To do:
Repeat exactly the lines below that lie between the line with "Add v20 migration" and the line with "the original error)", counting both of those lines as part of the answer.

Records supplied:
- - - - -
PR #79, opened 2025-10-08
DSTEW-565: Fix v19 Flyway migration

naseberry:
## What

Add v20 migration to fix uat (main) CrashLoopBackOff status that seems to have been caused by V19:

- migration V19 tries to add a NOT NULL column provider_user_id to the submission table
- the column is added first with NOT NULL constraint
- then it tries to populate the column with data from bulk_submission table
- postgre fails because we cannot add a NOT NULL column to a table that already has data

## Checklist

### DIFF
--- a/claims-data/service/src/main/resources/db/migration/V20__fix_v19_provider_user_id_migration_error.sql
+++ b/claims-data/service/src/main/resources/db/migration/V20__fix_v19_provider_user_id_migration_error.sql
@@ -1,0 +1,42 @@
+-- V20: Fix the error from V19 migration
+-- V19 failed because it tried to add a NOT NULL column to a table with existing data
+-- This migration cleans up and properly adds the provider_user_id column
+
+-- Step 1: Remove the failed V19 migration from flyway history
+-- This allows migrations to continue past the failure
+DELETE FROM flyway_schema_history WHERE version = '19';
+
+-- Step 2: Check if column exists and handle appropriately
+-- Only add the column if it doesn't exist
+DO $$
+BEGIN
+    IF NOT EXISTS (
+        SELECT 1 FROM information_schema.columns 
+        WHERE table_schema = 'claims' 
+        AND table_name = 'submission' 
+        AND column_name = 'provider_user_id'
+    ) THEN
+        -- Column doesn't exist, safe to add it
+        ALTER TABLE submission ADD COLUMN provider_user_id TEXT;
+    ELSE
+        -- Column exists but might be NOT NULL (causing the original error)
+        -- Make it nullable first so we can populate it safely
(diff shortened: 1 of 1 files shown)


NagarjunaRachakonda (dismissed):

claims-data/service/src/main/resources/db/migration/V20__fix_v19_provider_user_id_migration_error.sql
```diff
@@ -0,0 +1,42 @@
+-- V20: Fix the error from V19 migration
+-- V19 failed because it tried to add a NOT NULL column to a table with existing data
```
MapperAtMoJ, line 2: I think it's more like "it tried to add a NOT NULL constraint to a column before this was pre-populated" (Step 4 and 5 below)

MapperAtMoJ (commented):
LGTM. Could you please update this [table](https://dsdmoj.atlassian.net/wiki/spaces/WHCZA/pages/5866160240/Flyway+migration+history) as well @naseberry? Thank you!

naseberry:
> If V19 didn't run we should amend this and re-deploy instead of creating V20.

@MapperAtMoJ  consider v19 worked on stg and prod, that has no data, I thought it logical to create a v20 to resolve all environments.

claims-data/service/src/main/resources/db/migration/V20__fix_v19_provider_user_id_migration_error.sql
```diff
@@ -0,0 +1,42 @@
...
+-- This migration cleans up and properly adds the provider_user_id column
+
+-- Step 1: Remove the failed V19 migration from flyway history
+-- This allows migrations to continue past the failure
+DELETE FROM flyway_schema_history WHERE version = '19';
```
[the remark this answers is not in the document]
naseberry: See second commit

NagarjunaRachakonda (approved):

NagarjunaRachakonda (approved):

claims-data/service/src/main/resources/db/migration/V20__fix_v19_provider_user_id_migration_error.sql
```diff
@@ -1,42 +1,67 @@
...
+        SET provider_user_id = (
+            SELECT bs.created_by_user_id
+            FROM bulk_submission bs
+            WHERE bs.id = s.bulk_submission_id
+        );
+        
+        -- Handle nulls
+        UPDATE submission 
+        SET provider_user_id = 'unknown_user' 
+        WHERE provider_user_id IS NULL;
```
MapperAtMoJ, line 60: same as above.

MapperAtMoJ (commented):
@naseberry just added a couple of comments.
- - - - -
Exercise result:
Add v20 migration to fix uat (main) CrashLoopBackOff status that seems to have been caused by V19:

- migration V19 tries to add a NOT NULL column provider_user_id to the submission table
- the column is added first with NOT NULL constraint
- then it tries to populate the column with data from bulk_submission table
- postgre fails because we cannot add a NOT NULL column to a table that already has data

## Checklist

### DIFF
--- a/claims-data/service/src/main/resources/db/migration/V20__fix_v19_provider_user_id_migration_error.sql
+++ b/claims-data/service/src/main/resources/db/migration/V20__fix_v19_provider_user_id_migration_error.sql
@@ -1,0 +1,42 @@
+-- V20: Fix the error from V19 migration
+-- V19 failed because it tried to add a NOT NULL column to a table with existing data
+-- This migration cleans up and properly adds the provider_user_id column
+
+-- Step 1: Remove the failed V19 migration from flyway history
+-- This allows migrations to continue past the failure
+DELETE FROM flyway_schema_history WHERE version = '19';
+
+-- Step 2: Check if column exists and handle appropriately
+-- Only add the column if it doesn't exist
+DO $$
+BEGIN
+    IF NOT EXISTS (
+        SELECT 1 FROM information_schema.columns 
+        WHERE table_schema = 'claims' 
+        AND table_name = 'submission' 
+        AND column_name = 'provider_user_id'
+    ) THEN
+        -- Column doesn't exist, safe to add it
+        ALTER TABLE submission ADD COLUMN provider_user_id TEXT;
+    ELSE
+        -- Column exists but might be NOT NULL (causing the original error)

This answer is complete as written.